**Saved data entries**
+ + +
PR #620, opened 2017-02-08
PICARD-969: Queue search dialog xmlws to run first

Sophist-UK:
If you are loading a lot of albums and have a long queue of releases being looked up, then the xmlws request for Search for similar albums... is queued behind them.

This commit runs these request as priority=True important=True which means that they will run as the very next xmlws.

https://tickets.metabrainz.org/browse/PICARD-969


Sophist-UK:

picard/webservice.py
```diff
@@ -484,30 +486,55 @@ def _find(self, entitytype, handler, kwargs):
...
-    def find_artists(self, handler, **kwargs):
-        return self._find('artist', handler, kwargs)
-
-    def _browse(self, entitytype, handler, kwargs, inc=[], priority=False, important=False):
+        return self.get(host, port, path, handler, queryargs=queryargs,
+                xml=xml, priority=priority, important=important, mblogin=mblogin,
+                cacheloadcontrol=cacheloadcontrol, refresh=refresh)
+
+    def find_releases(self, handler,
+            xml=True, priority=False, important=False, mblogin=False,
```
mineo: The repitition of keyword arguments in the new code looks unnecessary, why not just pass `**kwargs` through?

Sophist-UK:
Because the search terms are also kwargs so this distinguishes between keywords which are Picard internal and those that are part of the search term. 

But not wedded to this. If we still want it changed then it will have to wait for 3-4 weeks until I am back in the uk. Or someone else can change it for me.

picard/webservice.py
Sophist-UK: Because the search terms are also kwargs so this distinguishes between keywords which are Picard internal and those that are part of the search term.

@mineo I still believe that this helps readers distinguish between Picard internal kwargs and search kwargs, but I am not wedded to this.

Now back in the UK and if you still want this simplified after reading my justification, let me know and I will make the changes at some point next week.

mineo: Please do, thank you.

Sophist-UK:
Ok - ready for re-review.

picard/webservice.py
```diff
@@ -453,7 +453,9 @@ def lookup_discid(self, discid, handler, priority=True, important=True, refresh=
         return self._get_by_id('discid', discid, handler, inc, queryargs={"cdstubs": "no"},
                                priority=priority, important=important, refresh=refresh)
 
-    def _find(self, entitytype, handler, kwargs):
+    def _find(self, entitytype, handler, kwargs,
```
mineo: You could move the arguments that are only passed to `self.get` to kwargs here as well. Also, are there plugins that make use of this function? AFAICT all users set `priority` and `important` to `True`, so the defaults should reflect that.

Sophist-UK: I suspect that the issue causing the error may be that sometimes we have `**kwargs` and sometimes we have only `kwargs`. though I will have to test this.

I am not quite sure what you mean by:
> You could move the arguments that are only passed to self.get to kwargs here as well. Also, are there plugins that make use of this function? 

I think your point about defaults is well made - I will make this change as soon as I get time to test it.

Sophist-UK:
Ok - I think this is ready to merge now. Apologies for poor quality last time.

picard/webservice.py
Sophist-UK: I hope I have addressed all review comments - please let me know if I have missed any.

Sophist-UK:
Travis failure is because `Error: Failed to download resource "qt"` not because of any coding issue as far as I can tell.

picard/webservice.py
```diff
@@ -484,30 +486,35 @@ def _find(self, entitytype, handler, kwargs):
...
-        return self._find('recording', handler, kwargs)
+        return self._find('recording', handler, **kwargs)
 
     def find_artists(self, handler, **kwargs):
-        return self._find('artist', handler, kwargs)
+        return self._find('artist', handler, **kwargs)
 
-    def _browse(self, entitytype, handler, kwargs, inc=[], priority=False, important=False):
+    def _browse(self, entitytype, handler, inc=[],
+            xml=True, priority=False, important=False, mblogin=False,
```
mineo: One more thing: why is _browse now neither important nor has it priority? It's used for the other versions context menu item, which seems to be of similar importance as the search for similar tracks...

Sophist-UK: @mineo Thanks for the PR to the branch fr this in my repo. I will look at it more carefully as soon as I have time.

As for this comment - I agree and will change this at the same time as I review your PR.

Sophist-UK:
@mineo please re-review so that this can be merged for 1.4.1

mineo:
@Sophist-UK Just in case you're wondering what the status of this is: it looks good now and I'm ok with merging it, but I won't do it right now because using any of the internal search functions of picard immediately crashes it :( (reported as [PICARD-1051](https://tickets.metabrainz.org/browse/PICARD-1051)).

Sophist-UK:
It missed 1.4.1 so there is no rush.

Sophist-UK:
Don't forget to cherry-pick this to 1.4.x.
+ + +
**Problem to solve**
Take from the entries every line that has the string "test".

**Response to this exercise**
Sophist-UK: I suspect that the issue causing the error may be that sometimes we have `**kwargs` and sometimes we have only `kwargs`. though I will have to test this.
I think your point about defaults is well made - I will make this change as soon as I get time to test it.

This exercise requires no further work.